Interspire Shopping Cart Blog - http://www.thestoresuiteblog.com
The Theory Behind Real-Time Recommendations
http://www.thestoresuiteblog.com/articles/13/1/The-Theory-Behind-Real-Time-Recommendations/Page1.html
By Chris Smith
Published on 08/5/2007
 
Mitch has been working on adding a 'Customers Also Bought' feature today and needed some help with the database query to get the right info back out. This feature is much the same as the one on amazon - where you view a particular product and it shows a list of other products that you may be interested in...

The Theory Behind Real-Time Recommendations
Working out what customers also bought was a little tricky. We are working off products that others have ordered - this data is already kept so we don't need any new database tables. First of all, the basics of the database schema we have to work with.

The 'products' table only has two fields of real interest in this exercise - which are 'productid' (an auto-increment field) and 'prodname'. The 'order_products' table has two fields of interest as well - 'orderorderid' which is a foreign key to the 'orders' table, and 'ordprodid' which is a foreign key to the 'products' table.

To work out what others have bought based on a productid, I basically broke the process down into a few steps:
  1. The first step was to work out all of the other products that have been bought except the one you are viewing (where 'X' is the productid):

    select ordprodid from order_products where ordprodid <> 'X';

    Pretty easy.
     
  2. The next step is to rank the other products in terms of popularity. That is - work out the most popular combinations.

    select ordprodid from order_products where ordprodid in
    (
        select ordprodid from order_products where ordprodid <> 'X'
    )
    group by ordprodid order by count(ordprodid) desc;

    The subselect (the bit inside the brackets) selects all products that are not the product we are viewing. The bit outside the subselect takes that info, groups it together and orders it for us.
     
  3. Next, we need to work out the product names and their id's to display a list. The query we end up with is:

    select productid, prodname from products where productid in
    (
        select ordprodid from order_products where ordprodid in
        (
            select ordprodid from order_products where ordprodid <> 'X'
        )
        group by ordprodid order by count(ordprodid) desc
    )
    limit 5;

    Done!

A pretty complicated query. One problem though is the limit. MySQL 4.1 and MySQL 5.0 don't support limit clauses inside a subselect (you get an error if you try). That is - we only want to fetch the 5 most popular combinations. The first subselect with the grouping and the ordering is going to rank everything - then the outside query is going to limit the results. Not what we want.

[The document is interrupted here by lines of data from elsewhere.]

PR #1053, opened 2022-03-02
feat: implement account restriction

alexandrastoica:
API implementation for account restriction:
- Adds middleware to check if account is restricted
- Moves and adds user tag based tests to `auth.spec.js`
- If user account has `HasAccountRestricted` user tag, they can no longer (even if they are PSA enabled):
  - POST /pins
  - POST /pins/:reqId
  - POST /car
  - POST /upload
  - POST /name/:key
- Adds some documentation to the readme

**If a user is restricted and tries to upload a file on the website, the upload will fail and a tooltip with the restriction error will show.**


packages/api/test/pin.spec.js
```diff
@@ -676,6 +676,44 @@ describe('Pinning APIs endpoints', () => {
       assert.strictEqual(data.pin.cid, sourceCid)
       assert.notDeepEqual(data.status, 'failed')
     })
+
+    it('should throw if account is PSA enabled, but restricted', async () => {
```
flea89, line 680: nit.

You've rightly added tests in the context of every single endpoint that has to be restricted.

I wonder if having a whole describe block for pinning authorization where we add these tests, would make them a bit more focused and allow you to avoid some code duplication.  

ie. you have the list of restrict-able tests and loop through them.
Not a big deal, just an idea.

packages/api/src/auth.js
```diff
@@ -1,11 +1,12 @@
 import * as JWT from './utils/jwt.js'
```
flea89, line 1: It'd be great to add some documentation, in this folder to add some rationale on how we're handling the different levels of auth, restrictions, psa, banning etc so that we can refer back to it to understand our choices.

flea89 (commented):
Great work @alexandrastoica!
I've left some comments.

packages/api/test/pin.spec.js
alexandrastoica: I actually debated whether we should have an `auth.spec.js` where we test all the auth things. Having all in one file might help with documentation too since all the expected behaviour will be there.What do you think?

packages/api/src/index.js
```diff
@@ -41,16 +42,16 @@ router.get('/status/:cid',          mode['👀'](auth['🤲'](statusGet)))
 router.get('/car/:cid',             mode['👀'](auth['🤲'](carGet)))
 router.head('/car/:cid',            mode['👀'](auth['🤲'](carHead)))
 
-router.post('/car',                 mode['📝'](auth['🔒'](carPost)))
+router.post('/car',                 mode['📝'](auth['🔒'](auth['🚫'](carPost))))
 router.put('/car/:cid',             mode['📝'](auth['🔒'](carPut)))
```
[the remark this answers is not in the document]
alexandrastoica: Sounds fair

packages/api/test/pin.spec.js
flea89: I like it!

packages/db/index.js
```diff
@@ -139,6 +139,28 @@ export class DBClient {
...
+      .select('id', { count: 'exact' })
+      .eq('user_id', userId)
+      .eq('tag', 'HasAccountRestriction')
+      .eq('value', true)
+      .filter('deleted_at', 'is', null)
+
+    if (error) {
+      throw new DBError(error)
+    }
+
```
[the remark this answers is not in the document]
alexandrastoica: Expecting only one entry for this and pinning auth.

packages/api/src/auth.js
alexandrastoica: Done in readme

packages/api/src/index.js
```diff
@@ -41,16 +42,16 @@ router.get('/status/:cid',          mode['👀'](auth['🤲'](statusGet)))
...
-router.post('/pins',                mode['📝'](auth['📌'](pinPost)))
-router.post('/pins/:requestId',     mode['📝'](auth['📌'](pinPost)))
-router.get('/pins/:requestId',      mode['👀'](auth['📌'](pinGet)))
-router.get('/pins',                 mode['👀'](auth['📌'](pinsGet)))
-router.delete('/pins/:requestId',   mode['📝'](auth['📌'](pinDelete)))
+router.post('/pins',                mode['📝'](auth['🔒'](auth['🚫'](auth['📌'](pinPost)))))
+router.post('/pins/:requestId',     mode['📝'](auth['🔒'](auth['🚫'](auth['📌'](pinPost)))))
+router.get('/pins/:requestId',      mode['👀'](auth['🔒'](auth['📌'](pinGet))))
+router.get('/pins',                 mode['👀'](auth['🔒'](auth['📌'](pinsGet))))
+router.delete('/pins/:requestId',   mode['📝'](auth['🔒'](auth['🚫'](auth['📌'](pinDelete)))))
```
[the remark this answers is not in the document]
alexandrastoica: It was added on line 30 but I just removed it to be able to add the account restriction middleware where necessary.

```'📌': handler => auth['🔒'](withPinningAuthorized(handler))```

File: packages/db/index.js (hunk 4 above)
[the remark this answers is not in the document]
Comment (adamalton) [reply packages/db/index.js:160]: I might be misunderstanding this, but why would this query becomes invalid if the `user_tag_is_not_deleted_idx` index is removed? Wouldn't that just make the query slower? It wouldn't make it not work, right?

File: packages/db/index.js [hunk 6]
```diff
@@ -180,7 +180,7 @@ export class DBClient {
       throw new DBError(error)
     }
 
-    return count > 0
+    return count === 1
```
adamalton, line 183: Would it be better to throw an error if there's more than one row returned? Otherwise, currently, if there's more than one row set to `true`, it will return `false`.

I'd actually be tempted to make a generic `getUserTagValue` function which you pass `'HasAccountRestriction'` or `'HasPsaAccess'` (or whatever) into, and it does the query and the count check, and then returns the value.

packages/api/src/index.js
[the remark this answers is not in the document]
adamalton: Ah right, yes, I'd missed that! Thanks 🙂

packages/db/index.js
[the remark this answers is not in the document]
flea89: If that index is removed multiple `deleted` tags would be allowed isn't it? we'd remove the unique constraint. 
In that scenario, just counting wouldn't be enough. Wouldn't it? Because I would count an "out-of-date" tag.

In that scenario the truth would come from the latest tag.
Hence I was suggesting ways to prevent that if that constraint ever gets removed.
Is it making sense?


We should add a ticket for psa access as well!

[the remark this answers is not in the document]
adamalton: Ah, right, yes, got you. I think we could fix this (for all user tags) by implementing my suggestion here: https://github.com/web3-storage/web3.storage/pull/1053#discussion_r825887574

packages/db/index.js
alexandrastoica: Added the generic function and left the two existing ones as wrappers to check the type. Thanks!

adamalton (approved):

packages/db/index.js
```diff
@@ -130,26 +130,51 @@ export class DBClient {
...
 
+  /**
+   * Check that a user account is restricted.
+   *
+   * @param {number} userId
+   * @returns {Promise<boolean>}
+   */
+  async isAccountRestricted (userId) {
+    return await this.getUserTagValue(userId, 'HasAccountRestriction') === 'true'
+  }
```
vasco-santos, line 141:
```suggestion
  isAccountRestricted (userId) {
    return this.getUserTagValue(userId, 'HasAccountRestriction') === 'true'
  }
```

Given we not wrap this with try catch, no need to create extra promise layer with async await. We can just return the promise and ease a bit async callstack

packages/db/index.js
```diff
@@ -130,26 +130,51 @@ export class DBClient {
...
   /**
    * Check that a user is authorized to pin.
    *
    * @param {number} userId
    * @returns {Promise<boolean>}
    */
   async isPinningAuthorized (userId) {
-    const { count, error } = await this._client
+    return await this.getUserTagValue(userId, 'HasPsaAccess') === 'true'
+  }
```
vasco-santos, line 151: same as above, suggestion not possible because of line 149 not changed 😓

packages/api/src/index.js
```diff
@@ -27,7 +27,8 @@ const auth = {
   '🤲': handler => withCorsHeaders(handler),
   '🔒': handler => withCorsHeaders(withApiOrMagicToken(handler)),
   '👮': handler => withCorsHeaders(withMagicToken(handler)),
-  '📌': handler => auth['🔒'](withPinningAuthorized(handler))
+  '📌': handler => withPinningAuthorized(handler),
+  '🚫': handler => withAccountNotRestricted(handler)
```
vasco-santos, line 31: Curious if you considered any way of combining these 2 when needed. It would be great if we had a clean way of not needing two HTTP Req + 2 SQL ops just to authorize something. 

We would need to add extra logic to DB Client, probably options to changed functions to allow combining requests with multiple tags at once

packages/db/index.js
alexandrastoica: I tried this but then it complains

> This condition will always return 'false' since the types 'Promise<string>' and '"true"' have no overlap. Did you forget to use 'await'?

I'm not sure how we can avoid this since we're comparing it to `true` and we need the promise to be resolved before that. Let me know if you had something different in mind though.

For context: the user tag values are always a string and we don't know what type to expect. To avoid repeating logic, I created `getUserTagValue` to then use wrappers such as this to return the right type (in this case boolean, hence `=== 'true'`).

packages/api/src/index.js
alexandrastoica: I had this thought and I think it's a good optimisation to aim for. Do you think this is a blocker for now? I'd rather tackle it in a separate PR/ticket to keep this one from dragging on too much, but let me know if it's better to do it here.

alanshaw (changes requested):
Can we please get all the user tags in the [auth middleware](https://github.com/web3-storage/web3.storage/blob/main/packages/api/src/auth.js) and add them to `request.auth`?

Then the account restriction middleware just checks the tags and any other code that needs to inspect tags has them readily available.

packages/db/index.js
```diff
@@ -177,6 +157,38 @@ export class DBClient {
     return data.length ? data[0].value : undefined
   }
 
+  /**
+   * Returns all the active (non-deleted) user tags for a user id.
+   *
+   * @param {number} userId
+   * @returns {Promise<string[] | undefined>}
```
adamalton, line 164: Should this be `@returns {Promise<object[]>}` or `@returns {Promise<{tag: string, value: string}[]>`?

adamalton (approved):

packages/api/README.md
```diff
@@ -115,6 +115,10 @@ The given API has a set of three different authentication levels:
 
 The 👮 API methods are only allowed with a Magic Token, and consequently only available via https://web3.storage
 
+### Account restriction
+
+If a user's account is restricted, it means that they might have gone over the storage limit assigned to them. This restriction disables several actions such as uploading files, adding and replacing pin requests, or publishing a name record. Note that even if the account has [pinning service API access](https://docs.web3.storage/how-tos/pinning-services-api/#requesting-access), account restriction will disable adding and replacing of pins. It is however still possible to delete pins and create/delete API tokens. For more information, please email <support@web3.storage>.
```
olizilla, line 120: > It is however still possible to delete pins and create/delete API tokens.

I'm new to this piece of work, so probably missing some context, but I'm wondering why we would still allow folks to delete pins and create/delete api tokens when their account is locked?

packages/api/src/index.js
olizilla: Aye, I think just add an issue for that work is all that's needed here.

olizilla (approved):
Nice!

It'd be good to work together in an issue on the the emoji-auth follow up. I'd like to collapse the number of possible states back down by merging "requires user" with "user account is not locked". Also we can improve the readability a little by passing a list of middleware to each router method rather than wrapping, see: https://github.com/kwhitley/itty-router#middleware

packages/api/README.md
mbommerez: @olizilla This is to allow them to delete files to go back below their quota. Also, if their token was compromised and abused, they can create a new token and block that token and clean up their account.

packages/api/src/index.js
alexandrastoica: Tracking [here](https://github.com/web3-storage/web3.storage/issues/1162)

So in StoreSuite we ended up with:

select ordprodid from order_products where ordprodid in
(
    select ordprodid from order_products where ordprodid <> 'X'
)
group by ordprodid order by count(ordprodid) desc limit 5;

Then we fetch the results from that query and put them in to the next one:

select productid, prodname from products where productid in (1,2,3,4,5);

We end up with two queries but it's a lot more efficient this way than doing it all in one go. Next step is to add a lot of products and orders and see how this performs - but that's a blog for another time :) Mitch will be posting a few screenshots of how everything ended up looking. He's just polishing things up so they look pretty.